→ **Exercise instructions**: From the first line to the last, copy the listing below word for word.

+---+

PR #254, opened 2022-09-15
Differentiable shape `to_world` parameter

Speierers:
## Description

This PR attempts to enable the computation of gradients for the `to_world` parameter of the `sphere` analytical shape plugin.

+---+

→ **Written response**:
PR #254, opened 2022-09-15
Differentiable shape `to_world` parameter

Speierers:
## Description

This PR attempts to enable the computation of gradients for the `to_world` parameter of the `sphere` analytical shape plugin.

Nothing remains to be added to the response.